TRY IT: For every line in the records below that contains the word "last", add one to a count, and report only that count.

Start of Block

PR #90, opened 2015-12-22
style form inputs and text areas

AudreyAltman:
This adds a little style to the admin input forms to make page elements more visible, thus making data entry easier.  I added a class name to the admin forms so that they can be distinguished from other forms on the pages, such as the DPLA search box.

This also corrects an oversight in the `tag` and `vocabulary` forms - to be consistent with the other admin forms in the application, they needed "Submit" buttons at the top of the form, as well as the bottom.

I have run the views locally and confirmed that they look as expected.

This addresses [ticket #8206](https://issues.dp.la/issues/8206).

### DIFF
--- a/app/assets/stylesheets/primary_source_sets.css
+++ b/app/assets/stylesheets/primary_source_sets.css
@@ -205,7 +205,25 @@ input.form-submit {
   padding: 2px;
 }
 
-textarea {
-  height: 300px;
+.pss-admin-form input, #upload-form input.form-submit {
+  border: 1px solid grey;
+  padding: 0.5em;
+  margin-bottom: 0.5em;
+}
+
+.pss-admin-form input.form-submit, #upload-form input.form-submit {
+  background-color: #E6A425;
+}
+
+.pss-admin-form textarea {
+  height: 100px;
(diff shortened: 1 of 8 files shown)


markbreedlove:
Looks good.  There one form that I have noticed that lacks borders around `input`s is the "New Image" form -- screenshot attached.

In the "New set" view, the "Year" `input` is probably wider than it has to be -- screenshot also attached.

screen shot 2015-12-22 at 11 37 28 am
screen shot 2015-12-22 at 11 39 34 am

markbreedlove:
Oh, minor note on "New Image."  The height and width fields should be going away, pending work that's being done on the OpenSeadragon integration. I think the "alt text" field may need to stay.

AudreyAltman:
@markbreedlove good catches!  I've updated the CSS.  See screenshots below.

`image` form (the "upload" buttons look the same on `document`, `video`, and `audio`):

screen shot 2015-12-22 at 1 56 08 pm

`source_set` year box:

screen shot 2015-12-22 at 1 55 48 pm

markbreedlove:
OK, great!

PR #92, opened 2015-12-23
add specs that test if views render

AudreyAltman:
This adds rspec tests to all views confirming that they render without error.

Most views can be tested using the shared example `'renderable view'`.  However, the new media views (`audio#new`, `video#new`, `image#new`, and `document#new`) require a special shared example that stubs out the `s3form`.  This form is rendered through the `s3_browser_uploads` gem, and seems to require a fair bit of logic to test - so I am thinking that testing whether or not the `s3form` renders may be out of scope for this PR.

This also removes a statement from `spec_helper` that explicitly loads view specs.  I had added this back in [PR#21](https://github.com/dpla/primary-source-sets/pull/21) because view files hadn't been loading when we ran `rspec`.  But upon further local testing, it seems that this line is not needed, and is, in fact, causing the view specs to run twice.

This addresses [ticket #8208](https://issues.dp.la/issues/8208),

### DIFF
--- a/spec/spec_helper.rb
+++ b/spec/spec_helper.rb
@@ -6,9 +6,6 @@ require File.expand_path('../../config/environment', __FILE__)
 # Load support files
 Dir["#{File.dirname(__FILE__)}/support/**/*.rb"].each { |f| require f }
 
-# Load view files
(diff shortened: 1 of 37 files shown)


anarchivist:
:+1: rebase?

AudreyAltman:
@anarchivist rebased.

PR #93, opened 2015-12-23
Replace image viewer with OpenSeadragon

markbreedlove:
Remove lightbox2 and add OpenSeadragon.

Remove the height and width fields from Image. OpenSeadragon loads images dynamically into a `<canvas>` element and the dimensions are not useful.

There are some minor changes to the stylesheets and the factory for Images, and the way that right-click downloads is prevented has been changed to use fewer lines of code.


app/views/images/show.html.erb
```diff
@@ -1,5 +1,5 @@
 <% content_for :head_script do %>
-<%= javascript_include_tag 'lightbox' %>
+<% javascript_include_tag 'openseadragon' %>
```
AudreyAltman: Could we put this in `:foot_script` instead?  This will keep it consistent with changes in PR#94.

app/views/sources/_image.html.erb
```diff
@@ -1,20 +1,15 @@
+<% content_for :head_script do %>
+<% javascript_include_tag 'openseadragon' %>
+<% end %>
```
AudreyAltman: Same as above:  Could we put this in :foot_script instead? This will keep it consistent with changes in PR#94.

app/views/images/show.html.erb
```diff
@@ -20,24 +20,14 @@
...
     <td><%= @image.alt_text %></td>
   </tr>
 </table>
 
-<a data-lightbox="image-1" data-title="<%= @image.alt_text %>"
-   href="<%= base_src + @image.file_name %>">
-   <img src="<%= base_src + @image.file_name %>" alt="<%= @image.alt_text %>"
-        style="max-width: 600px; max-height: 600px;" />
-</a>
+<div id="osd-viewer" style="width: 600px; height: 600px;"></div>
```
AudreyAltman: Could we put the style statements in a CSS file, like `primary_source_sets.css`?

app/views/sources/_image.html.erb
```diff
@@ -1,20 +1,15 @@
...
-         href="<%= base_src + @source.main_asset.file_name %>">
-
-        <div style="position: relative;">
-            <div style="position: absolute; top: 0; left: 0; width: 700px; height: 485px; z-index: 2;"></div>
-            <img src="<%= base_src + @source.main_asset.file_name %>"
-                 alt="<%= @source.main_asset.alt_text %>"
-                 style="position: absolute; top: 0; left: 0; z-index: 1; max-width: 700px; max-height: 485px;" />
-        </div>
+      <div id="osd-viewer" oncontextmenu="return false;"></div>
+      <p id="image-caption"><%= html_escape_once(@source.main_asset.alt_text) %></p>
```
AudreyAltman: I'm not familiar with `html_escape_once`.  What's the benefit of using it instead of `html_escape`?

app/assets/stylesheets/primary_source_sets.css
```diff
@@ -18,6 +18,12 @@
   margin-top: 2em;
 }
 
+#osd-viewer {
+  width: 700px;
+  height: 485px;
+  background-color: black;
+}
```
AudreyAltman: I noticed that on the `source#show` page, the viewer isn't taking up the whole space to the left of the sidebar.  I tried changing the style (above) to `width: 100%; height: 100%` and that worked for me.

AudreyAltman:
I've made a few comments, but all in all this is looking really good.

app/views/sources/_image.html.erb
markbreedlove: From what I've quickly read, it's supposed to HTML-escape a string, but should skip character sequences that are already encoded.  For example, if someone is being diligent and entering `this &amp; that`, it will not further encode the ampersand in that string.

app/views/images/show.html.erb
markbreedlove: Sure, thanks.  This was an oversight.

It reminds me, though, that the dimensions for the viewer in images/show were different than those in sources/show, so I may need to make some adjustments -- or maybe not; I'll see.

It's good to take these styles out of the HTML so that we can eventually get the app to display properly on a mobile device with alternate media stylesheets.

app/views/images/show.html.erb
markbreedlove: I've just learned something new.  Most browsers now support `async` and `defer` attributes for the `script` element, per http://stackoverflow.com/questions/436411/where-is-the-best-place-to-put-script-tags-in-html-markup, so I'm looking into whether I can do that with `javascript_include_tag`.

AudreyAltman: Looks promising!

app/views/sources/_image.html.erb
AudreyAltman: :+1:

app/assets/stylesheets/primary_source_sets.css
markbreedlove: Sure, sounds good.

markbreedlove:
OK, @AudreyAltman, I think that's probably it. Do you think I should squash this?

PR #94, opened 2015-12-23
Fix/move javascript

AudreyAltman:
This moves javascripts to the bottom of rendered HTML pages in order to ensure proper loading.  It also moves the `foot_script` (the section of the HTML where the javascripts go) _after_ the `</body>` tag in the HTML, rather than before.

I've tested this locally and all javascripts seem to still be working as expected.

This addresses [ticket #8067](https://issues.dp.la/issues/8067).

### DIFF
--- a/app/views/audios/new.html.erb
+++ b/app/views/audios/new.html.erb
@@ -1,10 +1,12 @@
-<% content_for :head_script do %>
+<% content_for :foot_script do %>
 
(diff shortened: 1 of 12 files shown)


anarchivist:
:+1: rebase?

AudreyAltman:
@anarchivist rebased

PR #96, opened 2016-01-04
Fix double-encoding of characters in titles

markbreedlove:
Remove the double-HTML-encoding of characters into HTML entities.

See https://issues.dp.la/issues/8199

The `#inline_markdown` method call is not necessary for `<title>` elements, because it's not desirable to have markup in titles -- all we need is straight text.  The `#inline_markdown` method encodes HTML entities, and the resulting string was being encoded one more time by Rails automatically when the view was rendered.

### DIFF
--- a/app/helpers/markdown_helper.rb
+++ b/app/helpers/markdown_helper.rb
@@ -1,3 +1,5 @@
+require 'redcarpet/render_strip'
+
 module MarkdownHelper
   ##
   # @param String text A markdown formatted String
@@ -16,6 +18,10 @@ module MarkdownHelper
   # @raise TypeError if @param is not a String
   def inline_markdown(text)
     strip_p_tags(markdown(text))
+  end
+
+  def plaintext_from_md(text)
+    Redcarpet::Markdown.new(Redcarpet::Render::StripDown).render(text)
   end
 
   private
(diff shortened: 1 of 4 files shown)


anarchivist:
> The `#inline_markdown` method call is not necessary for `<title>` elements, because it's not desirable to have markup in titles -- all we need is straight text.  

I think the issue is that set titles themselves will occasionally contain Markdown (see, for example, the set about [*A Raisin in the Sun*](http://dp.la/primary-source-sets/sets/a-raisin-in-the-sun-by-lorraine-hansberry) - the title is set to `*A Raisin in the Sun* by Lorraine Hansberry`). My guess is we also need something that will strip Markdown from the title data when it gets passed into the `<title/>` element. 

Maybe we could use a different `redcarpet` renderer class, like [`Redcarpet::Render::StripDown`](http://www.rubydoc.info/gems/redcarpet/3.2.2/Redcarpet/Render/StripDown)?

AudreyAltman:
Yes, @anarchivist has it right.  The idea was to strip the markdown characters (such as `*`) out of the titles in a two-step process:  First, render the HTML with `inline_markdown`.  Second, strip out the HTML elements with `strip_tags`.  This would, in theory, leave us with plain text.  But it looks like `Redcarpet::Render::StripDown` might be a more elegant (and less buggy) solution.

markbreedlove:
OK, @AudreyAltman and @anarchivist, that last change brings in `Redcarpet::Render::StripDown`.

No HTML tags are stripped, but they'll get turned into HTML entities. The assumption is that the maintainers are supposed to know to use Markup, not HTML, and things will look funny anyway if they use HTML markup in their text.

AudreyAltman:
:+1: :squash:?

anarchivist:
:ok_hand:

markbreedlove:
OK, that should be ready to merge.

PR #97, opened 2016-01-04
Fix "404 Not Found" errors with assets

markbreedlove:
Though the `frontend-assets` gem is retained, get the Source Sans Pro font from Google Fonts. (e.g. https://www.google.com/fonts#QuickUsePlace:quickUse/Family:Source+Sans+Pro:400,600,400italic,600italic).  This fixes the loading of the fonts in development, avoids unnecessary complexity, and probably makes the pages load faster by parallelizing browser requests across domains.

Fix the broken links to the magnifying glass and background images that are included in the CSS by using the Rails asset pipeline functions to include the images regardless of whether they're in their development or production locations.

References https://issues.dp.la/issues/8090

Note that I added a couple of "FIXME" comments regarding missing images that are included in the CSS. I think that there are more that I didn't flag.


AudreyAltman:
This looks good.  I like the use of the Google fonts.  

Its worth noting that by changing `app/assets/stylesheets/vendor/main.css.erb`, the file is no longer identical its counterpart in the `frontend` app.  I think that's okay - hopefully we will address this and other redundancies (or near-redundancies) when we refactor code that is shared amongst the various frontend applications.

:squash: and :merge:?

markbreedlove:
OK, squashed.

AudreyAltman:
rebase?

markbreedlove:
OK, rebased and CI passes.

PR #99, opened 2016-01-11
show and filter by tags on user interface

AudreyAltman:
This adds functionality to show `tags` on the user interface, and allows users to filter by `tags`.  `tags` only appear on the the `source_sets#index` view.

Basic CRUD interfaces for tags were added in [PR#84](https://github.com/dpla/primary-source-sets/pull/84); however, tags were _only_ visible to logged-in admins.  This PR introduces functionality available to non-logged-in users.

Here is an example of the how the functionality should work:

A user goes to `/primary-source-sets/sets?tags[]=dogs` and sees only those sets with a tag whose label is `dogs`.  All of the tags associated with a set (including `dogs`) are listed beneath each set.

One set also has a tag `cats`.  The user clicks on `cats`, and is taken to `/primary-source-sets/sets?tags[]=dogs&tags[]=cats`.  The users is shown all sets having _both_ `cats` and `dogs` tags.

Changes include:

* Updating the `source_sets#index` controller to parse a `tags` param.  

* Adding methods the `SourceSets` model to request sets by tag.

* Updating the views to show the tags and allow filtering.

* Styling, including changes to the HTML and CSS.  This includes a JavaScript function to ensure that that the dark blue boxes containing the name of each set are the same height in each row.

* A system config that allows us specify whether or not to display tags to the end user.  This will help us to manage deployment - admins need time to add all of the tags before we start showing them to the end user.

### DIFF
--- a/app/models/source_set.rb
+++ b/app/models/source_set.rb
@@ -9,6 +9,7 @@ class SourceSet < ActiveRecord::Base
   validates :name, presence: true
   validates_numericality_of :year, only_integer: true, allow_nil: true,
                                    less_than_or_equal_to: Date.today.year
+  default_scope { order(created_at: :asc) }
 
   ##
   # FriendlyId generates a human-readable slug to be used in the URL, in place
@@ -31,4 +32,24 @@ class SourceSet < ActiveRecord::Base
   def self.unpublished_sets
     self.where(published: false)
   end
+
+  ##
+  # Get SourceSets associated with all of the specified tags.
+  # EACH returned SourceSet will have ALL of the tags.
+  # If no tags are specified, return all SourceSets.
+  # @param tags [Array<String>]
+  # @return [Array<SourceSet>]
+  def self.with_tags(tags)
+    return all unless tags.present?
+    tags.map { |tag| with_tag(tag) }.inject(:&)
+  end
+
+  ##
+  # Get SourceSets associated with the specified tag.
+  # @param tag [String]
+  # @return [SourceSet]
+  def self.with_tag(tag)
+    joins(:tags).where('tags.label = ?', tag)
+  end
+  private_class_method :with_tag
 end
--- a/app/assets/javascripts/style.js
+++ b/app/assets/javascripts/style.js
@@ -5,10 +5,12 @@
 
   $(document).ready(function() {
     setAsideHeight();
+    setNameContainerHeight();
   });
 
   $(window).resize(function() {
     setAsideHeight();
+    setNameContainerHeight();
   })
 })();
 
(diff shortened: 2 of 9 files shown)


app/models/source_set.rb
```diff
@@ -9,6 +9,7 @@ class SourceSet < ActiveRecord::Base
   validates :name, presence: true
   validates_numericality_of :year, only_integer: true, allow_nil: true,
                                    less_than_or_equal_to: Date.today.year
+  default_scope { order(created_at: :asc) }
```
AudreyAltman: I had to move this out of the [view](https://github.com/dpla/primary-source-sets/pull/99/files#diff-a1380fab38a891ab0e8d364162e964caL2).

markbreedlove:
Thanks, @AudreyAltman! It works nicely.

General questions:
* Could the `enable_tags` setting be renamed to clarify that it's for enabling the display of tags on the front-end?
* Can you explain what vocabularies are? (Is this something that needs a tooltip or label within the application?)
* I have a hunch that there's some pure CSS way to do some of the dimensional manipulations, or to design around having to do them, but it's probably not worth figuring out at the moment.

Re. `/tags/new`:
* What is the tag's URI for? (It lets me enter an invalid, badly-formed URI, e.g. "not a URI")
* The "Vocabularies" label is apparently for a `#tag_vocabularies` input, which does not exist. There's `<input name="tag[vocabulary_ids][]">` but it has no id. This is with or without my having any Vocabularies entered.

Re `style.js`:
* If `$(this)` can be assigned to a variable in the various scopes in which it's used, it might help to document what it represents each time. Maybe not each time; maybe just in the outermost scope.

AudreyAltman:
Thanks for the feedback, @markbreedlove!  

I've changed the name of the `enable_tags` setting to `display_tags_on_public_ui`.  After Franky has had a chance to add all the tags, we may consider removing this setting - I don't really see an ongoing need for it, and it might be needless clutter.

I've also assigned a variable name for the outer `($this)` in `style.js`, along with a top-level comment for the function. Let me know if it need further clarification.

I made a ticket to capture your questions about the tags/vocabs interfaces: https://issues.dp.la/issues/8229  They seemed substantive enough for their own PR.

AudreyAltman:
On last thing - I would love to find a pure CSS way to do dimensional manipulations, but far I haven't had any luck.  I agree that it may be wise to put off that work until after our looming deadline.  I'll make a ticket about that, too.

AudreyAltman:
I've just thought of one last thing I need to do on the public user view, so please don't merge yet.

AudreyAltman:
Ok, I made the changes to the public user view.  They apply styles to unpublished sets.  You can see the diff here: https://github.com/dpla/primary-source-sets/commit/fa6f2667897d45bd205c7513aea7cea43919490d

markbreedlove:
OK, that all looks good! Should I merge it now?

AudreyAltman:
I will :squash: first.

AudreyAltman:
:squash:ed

End of Block

WRITTEN SOLUTION: 3